Here's a quick summary:
Every BH edge case (440 of them) is one of 27 mutually non-isomorphic cases listed (and named) in the link. The ones with white backgrounds are rotation-isomorphisms, the ones with gray backgrounds are mirror-isomorphisms (listed directly below their mirror images). If a case is both a rotation-isomorphism and a mirror-isomorphism, then it's only listed as a rotation-isomorphism (for obvious reasons). And then there are inverses, but some inverses can be avoided because they also happen to be rotation-isomorphisms - these are not indicated anywhere, but are fairly obvious. Obviously, the buffer is UF.

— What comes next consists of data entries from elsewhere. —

PR #299, opened 2026-07-19
NAC bugs in `HarmonicWithQ`

bkhli:
Two bugs of NAC here:

1. FCC-only half-phase in `nac_dynmat` (frequencies).** The
   reciprocal-space Ewald dipole phase is evaluated at *half* its correct value
   for every non-FCC Bravais lattice, so LO/TO frequencies of non-cubic polar
   crystals are wrong.
2. Ewald parameter `Lambda` mismatch between `nac_dynmat` (frequencies)
   and `nac_derivatives` (group velocities).** The velocity operator uses a
   different Ewald `Lambda` than the dynamical matrix, so it is not the q-gradient
   of the matrix that goes into the frequencies; NAC group velocities are wrong
   for cells whose first lattice vector is not axis-aligned (e.g. FCC primitive).

@niklundgren Please check it out if your new code branch fixed this issue or not. I have provided the test case and you can check it out. 

---

### Root cause
`nac_dynmat` builds the Ewald grid in a *normalized* unit system and applies a
phase prefactor of `pi`:

- `harmonic_with_q.py:527` — `positions_n = atoms.positions / atoms.cell[0,:].max()`
- `harmonic_with_q.py:529-530` — `reciprocal_n = inv(cell); reciprocal_n /= |reciprocal_n[0,0]|`
- `harmonic_with_q.py:580` / `:595` — `phase = exp(1j * pi * g_positions·distances_n)` (and the `cos` form at Γ)

The applied phase is `exp(i·[pi/(c_recip·a_max)]·G·Δr)`; the physical phase is
`exp(i·2π·G·Δr)`. These are equal **iff `c_recip·a_max = 0.5`**, an accident of the
FCC primitive cell. For simple-cubic / tetragonal / orthorhombic / hexagonal
`c_recip·a_max = 1.0`, so exactly **half** the phase is applied. The correct
convention already existed in the sibling `nac_derivatives`.

### The fix
Only the phase prefactor changes (`pi` → `2*pi*a_max*c_recip`), which equals the
physical `G·r` built from `2π·inv(cell/Bohr)` reciprocal vectors and Bohr
distances. **Bit-for-bit identical for FCC primitive cells** (`c_recip·a_max=0.5`
→ prefactor `pi`); restores the correct phase for all other lattices.

### Measured
- **FCC/MgO unchanged**: dynamical-matrix element delta ≤ 1.1e-13; MgO still
  matches QE `matdyn.x` to **0.00 cm⁻¹**.
- **Symmetry restored**: the C6v-required Γ–A transverse-acoustic degeneracy of
  wurtzite (GaN) goes from a **36.5 cm⁻¹** split (wrong) to **0.0 cm⁻¹**.

### Root cause
`nac_dynmat` and `nac_derivatives` both evaluate the reciprocal-only Ewald dipole
sum, whose value depends on the Ewald splitting parameter `Lambda` (it sets the
Gaussian decay `exp(-geg/(4*Lambda))/geg`, the reciprocal cutoff
`geg/(4*Lambda) < gmax`, and the reciprocal-grid extent `geg0 = 4*Lambda*gmax`).
The two routines used **different** `Lambda`:

| routine | used for | `Lambda` | line |
|---|---|---|---|
| `nac_dynmat` | frequencies | normalises reciprocal grid by `c_recip=\|inv(cell)[0,0]\|`, `Lambda = 1` | `:524` |
| `nac_derivatives` | group velocities | `(2*pi*Bohr/\|cell[0,:]\|)**2` | `:653` (`:643` pre-`0001`) |

These give the same physical Gaussian width only when
`|cell[0,:]| * |inv(cell)[0,0]| == 1`, i.e. when the first lattice vector is
axis-aligned. That holds for the wurtzite fixture (so its velocity `Lambda` was
accidentally correct) but **not** for an FCC primitive cell (MgO:
`|cell[0,:]|·|inv(cell)[0,0]| = 0.707 ≠ 1`). There `nac_derivatives` is **not**
the q-gradient of `nac_dynmat`.

`nac_dynmat`'s `Lambda = 1` is the validated one — it reproduces QE `matdyn.x`
for MgO to 0.00 cm⁻¹ (VALIDATION §1). Folding `nac_dynmat` onto the velocity
`Lambda` instead would move MgO frequencies **26–43 cm⁻¹** off `matdyn.x`, so the
frequency path must be preserved and the **velocity** path corrected.

### The fix
Introduce a shared helper `_ewald_reciprocal_scale(cell)` returning
`|inv(cell)[0,0]|`, used by **both** routines, and set `nac_derivatives`'s Ewald
parameter to `Lambda = (2*pi*c_recip*Bohr)**2` — the same physical Gaussian width
`nac_dynmat` already uses. `nac_derivatives` then becomes the exact analytic
gradient of `nac_dynmat` (finite-difference residual ~8% → <0.01%). The shared
helper means the two routines cannot drift apart again.

`nac_dynmat`'s numerical output is **bit-identical** (it sources `c_recip` from the
helper, whose value equals the previous inline expression), so **no phonon
frequency changes**; only NAC **group velocities** change.

### Measured
- **Gradient consistency** `nac_derivatives == 1j·d/dq[nac_dynmat]`, reference-free
  finite difference on the FCC/MgO fixture: **8.36% → 0.007%** residual.
- **Frequencies unchanged by `0002`**: MgO Δ = 8.5e-14 cm⁻¹, GaN Δ = 0.000 cm⁻¹
  (second bug fix never touches the frequency path).
- **Velocity operator change (the effect)**: MgO NAC velocity operator moves
  **3.67%**; larger for cells further from `|cell[0,:]|·|inv(cell)[0,0]| = 1`.

## Behavior change for users

Across the two commits, for **non-FCC polar** materials:

- **Frequencies shift** — caused by **`0001`** (the phase fix). Non-cubic polar
  LO/TO frequencies move (tens of cm⁻¹). FCC frequencies are unchanged.
- **Group velocities (and thus κ) shift** — caused by **`0001` (phase)** for
  non-FCC polar cells **and** by **`0002` (Ewald `Lambda`)** for any polar cell
  whose first lattice vector is not axis-aligned (including **FCC**, e.g. MgO
  ~few %).

## Summary by CodeRabbit

* **Bug Fixes**
  * Improved non-analytic correction calculations for crystals with varied cell orientations and non-FCC geometries.
  * Corrected reciprocal-space phase handling for finite-q and Gamma-point calculations.
  * Aligned NAC dynamical-matrix and derivative calculations for more consistent phonon velocities.

* **Tests**
  * Added regression coverage for hexagonal-cell degeneracies, active NAC frequency shifts, and existing FCC reference behavior.

### DIFF
--- a/kaldo/observables/harmonic_with_q.py
+++ b/kaldo/observables/harmonic_with_q.py
@@ -16,6 +16,16 @@ logging = get_logger()
 
 MIN_N_MODES_TO_STORE = 1000
 
+
+def _ewald_reciprocal_scale(cell):
+    """Reciprocal length |inv(cell)[0, 0]| that sets the Ewald Gaussian width of
+    the non-analytic correction. Shared by ``nac_dynmat`` (which normalises its
+    reciprocal grid by it, with Lambda = 1) and ``nac_derivatives`` (which sets
+    its Ewald parameter Lambda from it) so that the NAC group-velocity operator
+    stays the exact q-gradient of the NAC dynamical matrix. See the note in
+    ``nac_derivatives``."""
+    return np.abs(np.round(np.linalg.inv(cell), 12)[0, 0])
+
 _warned_incommensurate = False
 
 
@@ -528,7 +538,7 @@ class HarmonicWithQ(Observable, Storable):
         positions_n = atoms.positions.copy() / a_max  # Normalized positions
         distances_n = positions_n[:, None, :] - positions_n[None, :, :]  # distance in crystal coordinates
         reciprocal_n = np.round(np.linalg.inv(atoms.cell), 12)  # round to avoid accumulation of error
-        c_recip = np.abs(reciprocal_n[0, 0])  # length used to normalize reciprocal vectors
+        c_recip = _ewald_reciprocal_scale(atoms.cell)  # length used to normalize reciprocal vectors (shared with nac_derivatives)
         reciprocal_n /= c_recip  # Normalized reciprocal cell
         # Prefactor for the physical G.r phase (see phase factor below). g_positions and
         # distances_n are built in the normalized unit system only to set the Ewald grid and
@@ -650,7 +660,15 @@ class HarmonicWithQ(Observable, Storable):
         if gmax==None:
             gmax = 14  # maximum reciprocal vector (same default value in ShengBTE/QE)
         if Lambda==None:
-            Lambda = (2*np.pi*units.Bohr/np.linalg.norm(cell[0,:]))**2  # Ewald parameter
+            # Ewald parameter. Must reproduce the SAME physical Gaussian width as
+            # nac_dynmat, which normalises its reciprocal grid by
+            # c_recip = |inv(cell)[0, 0]| and uses Lambda = 1. Otherwise
+            # nac_derivatives is not the q-gradient of nac_dynmat and the NAC
+            # group velocities are wrong for cells whose first lattice vector is
+            # not axis-aligned (e.g. FCC primitive: ~8%). The historical form
+            # (2*np.pi*units.Bohr/np.linalg.norm(cell[0,:]))**2 coincides with
+            # this only when |cell[0,:]| * |inv(cell)[0, 0]| == 1.
+            Lambda = (2*np.pi*_ewald_reciprocal_scale(cell)*units.Bohr)**2  # Ewald parameter
         geg0 = 4 * Lambda * gmax
         omega_bohr = np.linalg.det(atoms.cell.array / units.Bohr) # Vol. in Bohr^3
         positions_bohr = atoms.positions.copy() / units.Bohr
--- a/kaldo/observables/harmonic_with_q.py
+++ b/kaldo/observables/harmonic_with_q.py
@@ -524,10 +524,20 @@ class HarmonicWithQ(Observable, Storable):
             Lambda = 1 # (2*np.pi*units.Bohr/np.linalg.norm(atoms.cell[0,:]))**2
         geg0 = 4 * Lambda * gmax
         omega_bohr = np.linalg.det(atoms.cell.array / units.Bohr) # Vol. in Bohr^3
-        positions_n = atoms.positions.copy() / atoms.cell[0, :].max()  # Normalized positions
+        a_max = atoms.cell[0, :].max()  # length used to normalize real-space distances
+        positions_n = atoms.positions.copy() / a_max  # Normalized positions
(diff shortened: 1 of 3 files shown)


bkhli:
I have tested these patches results on phonondb results and found out that it improves the numerical consistency with phono3py results. Current NAC code has a large error compared to phono3py.

gbarbalinardo (changes requested):
@bkhli Nice catch on the `pi` prefactor. Both bugs are real, and I like that the fix is bit-for-bit identical on FCC so MgO frequencies don't move. Checked the phase identity on MgO, GaN and a few random cells, holds to ~1e-11.

A few things before merging.

1. `test_nac_qe.py::test_nac_velocity` fails on this branch, so CI will be red. The committed reference is `[33.906, 33.906, 32.844, 8.682, 8.682, 21.596]` and you produce `[29.512, 29.512, 46.846, 9.993, 9.993, 32.476]`. Central finite differences of the NAC frequencies give `[29.505, 29.505, 46.817, 9.989, 9.989, 32.492]`, so your values are right and the old reference came from the buggy code. Please update it here, with a comment saying why. Please don't widen the tolerance.

2. The description says the velocity operator moves 3.67%, but the group velocity norms move up to 43% (`32.84` -> `46.85`). That's what users see and it changes published kappa for polar materials. Can you update the description?

3. `n_greplicas` still uses `axis=0` at line 568 and `axis=1` at line 693. Since `contract('ib,ab->ia', g_replicas, reciprocal)` puts the vector for `b` in column `b`, `axis=0` looks correct. GaN gives `[14,14,26]` vs `[16,13,26]`; MgO hides it because it's cubic. Same class of bug this PR fixes, can we do it here?

4. The gradient test is MgO only, so it can't catch (3). Please add it on the GaN fixture too.

5. Minor: `_ewald_reciprocal_scale` returns `|inv(cell)[0,0]|`, which collapses to zero for a cell whose first reciprocal row has no x component. Inherited, not yours, but now that it's a named helper please add a guard.

6. Minor style: `import tensorflow as tf` at the top of the test file, `np.testing.assert_allclose` with explicit `rtol`/`atol` instead of `abs(...) < tol`, `np.float64` instead of `float`. Please also drop the "(Found and fixed by Claude Opus 4.8)" lines from the commits.

The reference-free gradient test is a good idea, it can't rot against a stale reference, which is exactly what happened in (1). On that: can you check whether the other NAC references have the same provenance?

Note this overlaps with #262, which deletes `nac_dynmat` and `nac_derivatives`. I'd like to merge yours first since it fixes what's in main today.

bkhli:
The bug is corrected in #303. #303 is the intended way.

*Update:* Corners are organized in pretty much the same way.

----------

I also have all the data for x-centers and t-centers, but I haven't started doing any coding work on them yet.


----------



## FatBoyXPC (May 15, 2011)

Did you do this because Mike contacted you about it? Gogogo w/the corners!


----------



## Mike Hughey (May 15, 2011)

Thanks for working on this, Chester. But I can't seem to get the document to download. The link above takes me to a page that says it has an all_edges.zip file for download, but the link there doesn't work.


----------



## rock1313 (May 15, 2011)

Mike Hughey said:


> Thanks for working on this, Chester. But I can't seem to get the document to download. The link above takes me to a page that says it has an all_edges.zip file for download, but the link there doesn't work.


 
Same here


----------



## FatBoyXPC (May 15, 2011)

For those of you who the google doc link won't work: Here you go


----------



## RyanReese09 (May 15, 2011)

Ah this looks amazing! I can't wait to see the final product .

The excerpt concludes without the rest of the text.